In 1980 he published a book titled: "Im Teufelskreis der Wirtschaftpolitik" (publisher: Bonn Aktuell Gmbh), which provides a historical exploration of financial and economic crisis and explores the shift from free markets to what he considered – fiscal socialism.

During the last years of his life, Richebächer lived in France. He published a financial commentary service to subscribers titled "The Richebächer Letter", and made occasional contributions to the libertarian website "dailyreckoning.com". Richebacher was known for his frequently bearish views on the U.S. and global economies and his distrust of Wall Street's speculative excesses. He is considered a member of the Austrian Economists and owes a great deal to Ludwig von Mises, Friedrich Hayek and Exter.
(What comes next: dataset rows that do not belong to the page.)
PR #260, opened 2023-01-06
water dynamics composition (SC)

morrowcj:


SC_redesign/Crop_and_Soil/crop/water_dynamics.py
```diff
@@ -6,20 +6,16 @@
 class WaterDynamics:
     def __init__(self, crop_data: Optional[CropData] = None):
         data = crop_data or CropData()  # initialize with defaults, if not given
```
ltp23, line 8: This may be redundant, right?

ltp23 (approved):
Everything looks good to me!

In 2006, before the Great Recession, he commented: "A recession and bear market in asset prices are inevitable for the U.S. economy... All remaining questions pertain solely to speed, depth and duration of the economy's downturn."

Richebächer died on August 24, 2007, at the age of 88.

== Published books ==
- Börse Und Kapitalmarkt. Frankfurt (am Main): Knapp 1971. 4th ed,
  - Review : Kasten, Hans. "Book Review: Börse Und Kapitalmarkt." FinanzArchiv / Public Finance Analysis. 24.2 (1965): 376.
- Capital Markets Study: Functioning of capital markets. Paris & London: OECD H.M.S.O, 1968 ISBN 978-0119201376
- Dermitzel, Günther, Walter Damm, and Kurt Richebächer. Das Bankwesen Im Gemeinsamen Markt. Baden-Baden: August Lutzeyer, 1962
- Richebächer, Kurt. Im Teufels Kreis Der Wirtschaftspolitik: Fiskalsozialismus Verdrängt Die Marktwirtschaft. Stuttgart: Aktuell, 1980.